Work instructions: Pull out every line below holding the word "latest".
===== Given information
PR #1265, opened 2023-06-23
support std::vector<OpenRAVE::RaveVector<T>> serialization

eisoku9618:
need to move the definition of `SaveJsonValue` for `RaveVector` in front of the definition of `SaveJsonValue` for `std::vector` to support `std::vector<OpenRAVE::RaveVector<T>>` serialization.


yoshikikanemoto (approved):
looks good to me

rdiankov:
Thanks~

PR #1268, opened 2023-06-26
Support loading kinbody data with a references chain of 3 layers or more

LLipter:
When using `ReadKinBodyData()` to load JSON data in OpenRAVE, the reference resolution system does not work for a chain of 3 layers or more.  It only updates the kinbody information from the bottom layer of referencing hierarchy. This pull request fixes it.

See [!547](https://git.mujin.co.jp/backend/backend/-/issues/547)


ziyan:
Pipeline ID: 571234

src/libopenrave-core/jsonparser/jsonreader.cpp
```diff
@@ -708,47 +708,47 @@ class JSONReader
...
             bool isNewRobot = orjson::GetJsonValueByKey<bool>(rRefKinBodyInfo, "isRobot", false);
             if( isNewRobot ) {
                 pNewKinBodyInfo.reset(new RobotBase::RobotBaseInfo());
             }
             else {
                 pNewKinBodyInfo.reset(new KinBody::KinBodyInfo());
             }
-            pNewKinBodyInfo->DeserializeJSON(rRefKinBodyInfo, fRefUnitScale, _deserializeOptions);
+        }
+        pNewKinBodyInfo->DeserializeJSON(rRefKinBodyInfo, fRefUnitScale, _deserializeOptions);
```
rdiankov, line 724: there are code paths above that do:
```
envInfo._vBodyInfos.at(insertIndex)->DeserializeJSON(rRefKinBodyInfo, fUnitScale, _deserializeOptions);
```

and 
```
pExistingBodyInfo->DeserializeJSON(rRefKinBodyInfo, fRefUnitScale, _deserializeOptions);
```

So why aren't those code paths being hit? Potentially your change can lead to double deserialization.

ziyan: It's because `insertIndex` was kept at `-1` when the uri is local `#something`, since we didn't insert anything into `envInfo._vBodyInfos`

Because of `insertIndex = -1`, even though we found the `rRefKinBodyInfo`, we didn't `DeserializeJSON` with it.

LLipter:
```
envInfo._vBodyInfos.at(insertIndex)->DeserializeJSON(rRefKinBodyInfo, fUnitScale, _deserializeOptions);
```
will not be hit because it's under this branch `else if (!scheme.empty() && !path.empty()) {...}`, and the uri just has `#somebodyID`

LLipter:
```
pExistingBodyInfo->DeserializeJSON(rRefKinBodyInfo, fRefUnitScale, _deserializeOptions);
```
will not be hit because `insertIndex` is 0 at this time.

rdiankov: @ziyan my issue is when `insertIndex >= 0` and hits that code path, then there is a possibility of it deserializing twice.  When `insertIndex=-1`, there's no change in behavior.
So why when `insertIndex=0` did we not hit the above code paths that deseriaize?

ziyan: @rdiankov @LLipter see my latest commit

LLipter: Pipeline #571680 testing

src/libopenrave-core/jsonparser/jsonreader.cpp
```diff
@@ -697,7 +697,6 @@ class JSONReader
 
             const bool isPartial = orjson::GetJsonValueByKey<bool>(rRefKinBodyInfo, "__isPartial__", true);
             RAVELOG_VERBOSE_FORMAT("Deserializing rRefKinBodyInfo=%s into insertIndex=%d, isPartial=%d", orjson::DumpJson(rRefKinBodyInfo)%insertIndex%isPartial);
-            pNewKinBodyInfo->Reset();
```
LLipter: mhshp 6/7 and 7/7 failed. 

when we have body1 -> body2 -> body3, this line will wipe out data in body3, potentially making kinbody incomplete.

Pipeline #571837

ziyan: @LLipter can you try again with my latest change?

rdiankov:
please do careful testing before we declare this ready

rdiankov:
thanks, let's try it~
==========
Response box:
ziyan: @rdiankov @LLipter see my latest commit
ziyan: @LLipter can you try again with my latest change?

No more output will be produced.